どんな看取りだったかお聞かせ頂けないでしょうか
若年性アルツハイマーを患っていた母は、施設に入所していました。
身体が硬直して全く動くことができないので、施設のベッドで寝たきりでした。筋肉は落ちてしまい、手足は痩せ細り、顔も痩せてシワとシミができて年齢よりかなり老けていました。
病気になる前の母は、美容にとても気をつけていた方で、シワもシミもほとんどなく、化粧をしていました。年齢の割に綺麗で、そしていつも笑顔でした。
週に一度は必ず家族で施設に顔を見せに行ってましたが、家族が来てもニコリと笑うこともなく、目も合うことがなく、無表情で、口をポカンと開け、天井を見続けていました。
また、自力で排泄ができないので尿道には管を通されており、噛むことも飲み込むことも出来ないので、胃に穴を開けて直接栄養を送り込む胃瘻処置もされていました。
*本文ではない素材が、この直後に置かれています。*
PR #2899, opened 2026-01-23
Adding JPEG XL format

### LINKED ISSUE #2896: Adding support for JXL (jpeg-xl)

iherman:
The PR is a _draft_ in trying to resolve #2896, but also considering the issues raised on the [WG discussion](https://w3c.github.io/pm-wg/minutes/2026-01-22.html#526b). It contain the following:

- introducing JXL into the cmt table
- adding an extra column to the table, indicating the EPUB3 version when that particular type has been introduced (mostly 3.0, a few 3.3 and 3.4)
- there was already a note right after the table; it has been separated into a note and an extra caution box. To make the discussion on the draft easier, here is what the caution box says in the PR:

>  The Working Group typically only includes formats as core media type resources when they have
> broad support in web browser cores — the rendering engines that EPUB 3 reading systems build
> upon — as at that stage they can be relied on for rendering in up-to-date reading systems.
>  Nevertheless, authors must be aware that newer formats may not be supported on reading systems
>  that, for example, rely on their own rendering engines, or have not been updated recently.

The PR, eventually, aims at a fix of #2896.

***
<a href="https://pr-preview.s3.amazonaws.com/w3c/epub-specs/pull/2899.html" title="Last updated on Jan 28, 2026, 11:06 AM UTC (bfea447)">Preview</a> | <a href="https://pr-preview.s3.amazonaws.com/w3c/epub-specs/2899/50dc472...bfea447.html" title="Last updated on Jan 28, 2026, 11:06 AM UTC (bfea447)">Diff</a>

### DIFF
--- a/epub34/authoring/index.html
+++ b/epub34/authoring/index.html
@@ -958,7 +958,7 @@
 							<th id="tbl-cmt-string">Media Type</th>
 							<th id="tbl-cmt-def">Content Type Definition</th>
 							<th id="tbl-cmt-appl">Applies to</th>
-                            <th id="tbl-cmt-epub-version">EPUB3</th>
+                            <th id="tbl-cmt-epub-version">EPUB</th>
 						</tr>
 					</thead>
 					<tbody>
--- a/epub34/authoring/index.html
+++ b/epub34/authoring/index.html
@@ -1137,7 +1137,7 @@
 							</td>
 							<td> [[woff2]] </td>
 							<td>WOFF2 fonts</td>
-                            <td>3.3</td>
+                            <td>3.2</td>
 						</tr>
 						<tr>
 							<th colspan="4" id="cmt-grp-other" class="tbl-group">Other</th>
@@ -1195,7 +1195,7 @@
                         The Working Group typically only includes formats as core media type resources when they have
 						broad support in web browser cores — the rendering engines that EPUB 3 reading systems build
 						upon — as at that stage they can be relied on for rendering in up-to-date reading systems.
-                        Nevertheless, authors must be aware that newer formats may not be supported on reading systems
+                        Nevertheless, authors must be aware that newer formats &#8212; introduced after EPUB 3.0 &#8212; may not be supported on reading systems
                         that, for example, rely on their own rendering engines, or have not been updated recently.
                     </p>
 				</div>
--- a/epub34/authoring/index.html
+++ b/epub34/authoring/index.html
@@ -998,6 +998,13 @@
 							<td> [[jpeg]] </td>
 							<td>JPEG images</td>
 						</tr>
+                        <tr>
+                            <td id="cmt-jxl" data-tests="#pub-cmt-jxl">
+                                <code>image/jxl</code>
+                            </td>
+                            <td> [[iso18181-1]] </td>
+                            <td>JPEG XL images</td>
+                        </tr>
 						<tr>
 							<td id="cmt-png" data-tests="#pub-cmt-png">
 								<code>image/png</code>
@@ -11110,6 +11117,8 @@ EPUB/images/cover.png</pre>
 			<details id="changes-epub-33" open="open">
 				<summary>Substantive changes since <a href="https://www.w3.org/TR/epub-33/">EPUB 3.3</a></summary>
 				<ul>
+                    <li>23-January-2026: Added JPEG XL as a core media type for images. See <a
+                            href="https://github.com/w3c/epub-specs/issues/2896">issue 2896</a>.</li>
 					<li>18-Dec-2025: Renamed "obsolete but conforming features" to "outdated features". As discussed in
 						the <a href="https://w3c.github.io/pm-wg/minutes/2025-12-11.html#59bf">2025-12-11 WG
 						meeting</a>.</li>
--- a/epub34/authoring/index.html
+++ b/epub34/authoring/index.html
@@ -958,7 +958,7 @@
 							<th id="tbl-cmt-string">Media Type</th>
 							<th id="tbl-cmt-def">Content Type Definition</th>
 							<th id="tbl-cmt-appl">Applies to</th>
-                            <th id="tbl-cmt-epub-version">Introduced in<br/> EPUB3 version</th>
+                            <th id="tbl-cmt-epub-version">EPUB3</th>
 						</tr>
 					</thead>
 					<tbody>
@@ -974,7 +974,7 @@
 							</td>
 							<td>HTML documents that use the <a data-cite="html#the-xhtml-syntax">XML syntax</a>
 								[[html]]</td>
-                            <td>3.0</td>
+                            <td>pre&#8209;3.0</td>
 						</tr>
 						<tr>
 							<th colspan="4" id="cmt-grp-image" class="tbl-group">Images</th>
@@ -985,7 +985,7 @@
 							</td>
 							<td> [[gif]] </td>
 							<td>GIF images</td>
-                            <td>3.0</td>
+                            <td>pre&#8209;3.0</td>
 						</tr>
                         <tr>
                             <td id="cmt-jpeg" data-tests="#pub-cmt-jpeg">
@@ -993,7 +993,7 @@
                             </td>
                             <td> [[jpeg]] </td>
                             <td>JPEG images</td>
-                            <td>3.0</td>
+                            <td>pre&#8209;3.0</td>
                         </tr>
  						<tr>
 							<td id="cmt-png" data-tests="#pub-cmt-png">
@@ -1001,7 +1001,7 @@
 							</td>
 							<td> [[png]] </td>
 							<td>PNG images</td>
-                            <td>3.0</td>
+                            <td>pre&#8209;3.0</td>
 						</tr>
 						<tr>
 							<td id="cmt-svg" data-tests="#pub-cmt-svg,#cnt-svg-support">
@@ -1011,7 +1011,7 @@
 								<a href="#sec-svg">SVG content documents</a>
 							</td>
 							<td>SVG documents</td>
-                            <td>3.0</td>
+                            <td>pre&#8209;3.0</td>
 						</tr>
 						<tr>
 							<td id="cmt-webp" data-tests="#pub-cmt-webp">
@@ -1075,7 +1075,7 @@
 								<a href="#sec-css">CSS Style Sheets</a>
 							</td>
 							<td>CSS Style Sheets</td>
-                            <td>3.0</td>
+                            <td>pre&#8209;3.0</td>
 						</tr>
 						<tr>
 							<th colspan="4" id="cmt-grp-font" class="tbl-group">Fonts</th>
@@ -1166,7 +1166,7 @@
 							</td>
 							<td> [[opf-201]] </td>
 							<td>The [=outdated=] NCX</td>
-                            <td>3.0</td>
+                            <td>pre&#8209;3.0</td>
 						</tr>
 						<tr>
 							<td id="cmt-smil">
--- a/epub34/authoring/index.html
+++ b/epub34/authoring/index.html
@@ -950,6 +950,7 @@
 						resource has to conform.</li>
 					<li><strong>Applies to</strong>—The publication resource type(s) that the Media Type and Content
 						Type Definition applies to.</li>
+                    <li><strong>In EPUB 3 since</strong>—The version of EPUB 3 which has adopted that Media Type. Note that some formats have a longer history (going back to EPUB 2), not detailed in the table.</li>
 				</ul>
 
 				<table id="tbl-core-media-types">
@@ -958,7 +959,7 @@
 							<th id="tbl-cmt-string">Media Type</th>
 							<th id="tbl-cmt-def">Content Type Definition</th>
 							<th id="tbl-cmt-appl">Applies to</th>
-                            <th id="tbl-cmt-epub-version">EPUB</th>
+                            <th id="tbl-cmt-epub-version">In EPUB 3 since</th>
 						</tr>
 					</thead>
 					<tbody>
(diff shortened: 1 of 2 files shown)


epub34/authoring/index.html
```diff
@@ -1107,16 +1129,18 @@ <h3>Core media types</h3>
...
 							<td>WOFF fonts</td>
+                            <td>3.0</td>
 						</tr>
 						<tr>
 							<td id="cmt-woff2">
 								<code>font/woff2</code>
 							</td>
 							<td> [[woff2]] </td>
 							<td>WOFF2 fonts</td>
+                            <td>3.3</td>
```
mattgarrish:
```suggestion
                            <td>3.2</td>
```

epub34/authoring/index.html
```diff
@@ -1076,6 +1096,7 @@ <h3>Core media types</h3>
 							</td>
 							<td>[[truetype]] </td>
 							<td>TrueType fonts</td>
+                            <td>3.0</td>
```
mattgarrish, line 1102: I think I'm okay with this. We didn't introduce TrueType as a separate entry in the CMT table until 3.2 (adding `font/ttf` at the same time), but you could include TrueType fonts using the `application/font-sfnt` media type we listed for OpenType prior to that. Probably no need to concern people about this technicality by changing it to a 3.2 addition.

epub34/authoring/index.html
```diff
@@ -1162,10 +1189,15 @@ <h3>Core media types</h3>
...
-
-					<p>The Working Group typically only includes formats as core media type resources when they have
+                </div>
+                <div class="caution">
+					<p>
+                        The Working Group typically only includes formats as core media type resources when they have
 						broad support in web browser cores — the rendering engines that EPUB 3 reading systems build
-						upon — as at that stage they can be relied on for rendering in reading systems.</p>
+						upon — as at that stage they can be relied on for rendering in up-to-date reading systems.
+                        Nevertheless, authors must be aware that newer formats may not be supported on reading systems
```
mattgarrish: Might help to qualify that "newer" means post 3.0.

```suggestion
                        Nevertheless, authors must be aware that newer formats &#8212; introduced after EPUB 3.0 &#8212; may not be supported on reading systems
```

reidmore-online:
The added text looks good to me, but I think we may have some formatting issues, the table styling we have in 3.3 seems to have disappeared (or isn't working in the preview), and the caution section is not formatted either.

reidmore-online (approved):

HadrienGardeur (approved):

mattgarrish (approved):

iherman:
> The added text looks good to me, but I think we may have some formatting issues, the table styling we have in 3.3 seems to have disappeared (or isn't working in the preview), and the caution section is not formatted either.

There were some hiccups on github (I could not get to the PR for a while). I have just downloaded the latest version of the branch on my machine, and it works fine.

sueneu (approved):

epub34/authoring/index.html
```diff
@@ -958,11 +958,12 @@ <h3>Core media types</h3>
 							<th id="tbl-cmt-string">Media Type</th>
 							<th id="tbl-cmt-def">Content Type Definition</th>
 							<th id="tbl-cmt-appl">Applies to</th>
+                            <th id="tbl-cmt-epub-version">Introduced in<br/> EPUB3 version</th>
```
bduga: It seems odd to me to have the version in the header of the field that lists versions. I guess the point is to make it clear that we are only talking about when these were added to the EPUB3 spec itself, but may have predated EPUB3? In any case, I think it would be more clear to say just EPUB (which will make life easier if there is ever an EPUB 4.0), and somehow indicate in the table that some media types pre-date 3.0 (e.g. s/3.0/pre-3.0/).

iherman: I agree with the principle. On the details: is s/3.0/pre-3.0/ appropriate? I was looking at https://idpf.org/epub/20/spec/OPS_2.0.1_draft.htm#Section1.4.1 and https://idpf.org/epub/30/spec/epub30-changes-20111011.html#sec-new-changed-audio-video and the way I see it audio formats were not mentioned in pre-3.0. Also, was SMIL used pre-3.0? What about fonts?

iherman: I note that https://www.rfc-editor.org/rfc/rfc7845 is from 2016, so I suspect ogg is definitely not pre-3.0...

mattgarrish: The ops core media types are in [s. 1.3.7](https://idpf.org/epub/20/spec/OPS_2.0.1_draft.htm#Section1.3.7)

Is this just as a historical curiosity, though? Does it really matter if a media type predates 3.0 as far creating conforming (with possible fallbacks) epub 3 content is concerned?

iherman: > The ops core media types are in [s. 1.3.7](https://idpf.org/epub/20/spec/OPS_2.0.1_draft.htm#Section1.3.7)
> 

Yep I saw that. So, essentially, audio, smil, etc, are all 3.0

> Is this just as a historical curiosity, though? Does it really matter if a media type predates 3.0 as far creating conforming (with possible fallbacks) epub 3 content is concerned?

It is the matter of being consistent. If the table head says EPUB3 then it is irrelevant, only 3.0 counts. If the header says EPUB, then we just try to be precise...

I will use that table for epub2 and finalize this...

mattgarrish: I'm just not sure what practical use there is to saying that some of these were core media types in epub 2. RMSDK was the engine for most epub 2 implementations and it didn't survive the transition, so knowing something was a core media type in epub 2 doesn't make it more reliable than media types introduced in 3.0.

But if we're just making this a historical record, I guess that's fine.

bduga: > Is this just as a historical curiosity, though? Does it really matter if a media type predates 3.0 as far creating conforming (with possible fallbacks) epub 3 content is concerned?

The whole point of that table is to say how long things have been around, to give an idea of how likely they are to be implemented and available for use, right? So we decided to pick 3.0 as the epoch for that, but I don't think we should be inaccurate just because something is "old enough". I think saying pre-3.0 is fine, as we are essentially saying anything before that point is so old that it doesn't matter. If we are having trouble deciding what was around that long ago, we could also switch the epoch to, say, 3.2. That is, anything added before 3.2 just becomes pre-3.2, and everything else becomes the specific version.

mattgarrish: > If the table head says EPUB3 then it is irrelevant, only 3.0 counts.

But now we have a column heading of "EPUB3" (requires a space, btw, even if old idpf trademark stuff) but that for values says "pre 3.0". Who other than people in this discussion is going to follow what's going on?

If we have to make this a historical record, a heading of "Introduced in" and values like "EPUB 3.X", or "predates EPUB 3.0" would be clearer, if still confusing.

> The whole point of that table is to say how long things have been around, to give an idea of how likely they are to be implemented and available for use, right?

I just find it strange to bridge the divide between major formats in this particular way. It sounds like you should trust stuff from EPUB 2 even though all support for things EPUB 3 started anew in 2011.

iherman: > But now we have a column heading of "EPUB3" (requires a space, btw, even if old idpf trademark stuff) but that for values says "pre 3.0". Who other than people in this discussion is going to follow what's going on?

That is a bug, not a feature :-) My intention to have "EPUB" in the header, not "EPUB3". I have just changed it.

bduga: I mainly brought this up because I thought it was confusing to say the the version of EPUB3 that introduced XHTML was 3.0. First, it implies 3.0 is a version of EPUB3, which is weird. Does that mean there are 1.0 and 2.0 versions of EPUB3? I thought the 3 was the version number. So you can talk about EPUB (any version) or EPUB 3 (any version with a major revision of 3) or EPUB 3.0 (the specific major/minor of "3" and "0"). This seems to be backed up by the use in the spec - EPUB is a registered trademark, EPUB3, EPUB 3, and EPUB 3.3 are not (or at least do not have an ® symbol in the spec). The spec itself is "EPUB 3.3", not EPUB 3. And it is really confusing to me to say we added XHTML to EPUB in version 3.0!

But looking at it more, I am not sure what the table heading means. It just says EPUB3 now, but what does that mean? It has versions, but no discussion of what those versions mean, or why they are there. There might be a better heading here, but shouldn't the text describing the columns also be updated?

mattgarrish: > version of EPUB3 that introduced XHTML was 3.0

The first _revision_ of EPUB 3 that introduced XHTML was 3.0. If we're calling these versions then, yes, that makes it worse!

It's been 15 years and four, going on five, revisions. We're trying to give people a sense of when stuff was added to EPUB 3 over that time. Whether EPUB 2 did something similar still strikes me as irrelevant. EPUB 2 supported xhtml 1.1, so now I know I can use xhtml 5?? I can't get past this support chasm between the formats.

But I'm probably more concerned about the column making sense on its own.Dropping the 3 still doesn't say why it's there. Yes, if you follow on to the note after you might have an aha moment where you can make sense of it, but that's bad spec design.

What's worse, is it now makes it sound like if something is pre EPUB 3.0, does that mean you can't use it anymore in EPUB 3? What are we saying?

> EPUB is a registered trademark, EPUB3, EPUB 3, and EPUB 3.3 are not (or at least do not have an ® symbol in the spec)

Yes, but if you attach the 3 then it's not the trademark. That was from idpf's legal counsel that specifications must never have the number attached to the name. I think it weakens the trademark. Before W3C we also had to put the trademark on the first use of EPUB not part of a specification name. We dropped the trademarking requirement but just for internal consistency I don't want to see a bunch of different variations!

bduga: > What are we saying?

I don't know! :) I guess we may be in agreement. What information are we trying to convey with this column, who is the target of that information, and what do we expect them to do with it?

iherman: What about making the header more verbose and explicit: 

- "In EPUB since" and then we add the pre-3.0 things; or
- "In EPUB 3 since" and then we roll back and all pre-3.0 becomes 3.0

I am mildly in favour of rolling back.

mattgarrish: One thing we haven't taken advantage of in this pull request is that all the table headers have lengthier definitions right above the table. Maybe that's an option for clarifying that some formats from 3.0 have a longer support history in EPUB without confusing anyone reading the table about why we're getting into that for EPUB 3 support?

Another thought would be to asterisk the media types that weren't in 3.0 and add a footnote to the table that says these were added after 3.0 so older reading systems may not support them as well. That might be the simplest approach.

HadrienGardeur:
FYI, we could already support JPEG XL in EPUB in the Readium Swift Toolkits and we've extended this to CBZ files: https://github.com/readium/swift-toolkit/pull/703

This means that we can now support JPEG XL files in  `<spine>` without fallbacks as well.

epub34/authoring/index.html
iherman: @mattgarrish @bduga I have (a) added some words in the introductory list item on the last column; (b) rolled back the EPUB 2 references (c) also added a back reference to the column in the caution note.

shiestyle (approved):

epub34/authoring/index.html
mattgarrish: Sorry, fell off the radar. Works for me.

iherman:
This was discussed during the [pmwg meeting on 29 January 2026](https://w3c.github.io/pm-wg/minutes/2026-01-29.html#b122).

<h3>JXL in EPUB</h3>
<p><cite>&lt;wendyreid&gt;</cite> <a href="https://github.com/w3c/epub-specs/pull/2899" rel="noopener noreferrer">w3c/<wbr>epub-specs#2899</a>, <a href="https://github.com/w3c/epub-specs/issues/2896" rel="noopener noreferrer">w3c/<wbr>epub-spec#2896</a></p>
<p><cite>duga:</cite> We need to fix the table that references media types regarding FXL</p>
<p><cite>sueneu:</cite> I recommend we merge the PR and make a note to fix the table.</p>
<p><cite>&lt;wendyreid&gt;</cite> Proposed: Merge PR 2899, adding JXL support and information on EPUB version for core media types.</p>
<p><cite>&lt;Dale&gt;</cite> +1</p>
<p><cite>&lt;duga&gt;</cite> 0</p>
<p><cite>&lt;gautierchomel_&gt;</cite> +1</p>
<p><cite>&lt;sueneu&gt;</cite> +1</p>
<p><cite>&lt;gman&gt;</cite> +1</p>
<p><strong>RESOLUTION:</strong> Merge PR 2899, adding JXL support and information on EPUB version for core media types.</p>

<hr /></details>

iherman:
Merging, per latest WG resolution: https://w3c.github.io/pm-wg/minutes/2026-01-29.html#38dc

内臓の機能もだんだんと弱ってきていました。
元々心臓が弱かったので、入所施設からはいつか心臓の機能が低下すると言われていました。
施設に入所して約1年半が経とうとしていた頃、施設から電話が入りました。心臓の動きがかなり弱まっている、すぐ来てくれと言われました。家族で母がいる施設へと向かいました。
道中、覚悟が必要だと父に言われました。入院している母の病室に入ったら、母には酸素マスクがつけられおり、その隣にはよくドラマでもみるピッピッと心臓の音が鳴る機械も置いてありました。
素人でも分かるくらい、心臓の音が弱まっていて、今にも止まりそうな感じでした。医師からは今夜乗り切れるかどうか分からないと告げられました。
母の横に椅子を置いて、耳は聞こえているはずなので、家族で涙を流しながら思い出話をしました。昼前に着いていたのが、気が付いたら夕方になっていました。
急に母が小さく、弱々しい声で「うぅー」と唸りました。表情がとても苦しそうでした。きっと心臓が痛くてたまらないんだと思いました。
苦しげな母を見るのが辛くて、その場から離れたかったですが一番辛いのは母です。
どうしてあげることもできない中、父が母の手を握り、「もう頑張らなくていいよ。十分頑張った。ありがとう。ありがとう。」と父も涙を流しながら、母はその日の夜息を引き取りました。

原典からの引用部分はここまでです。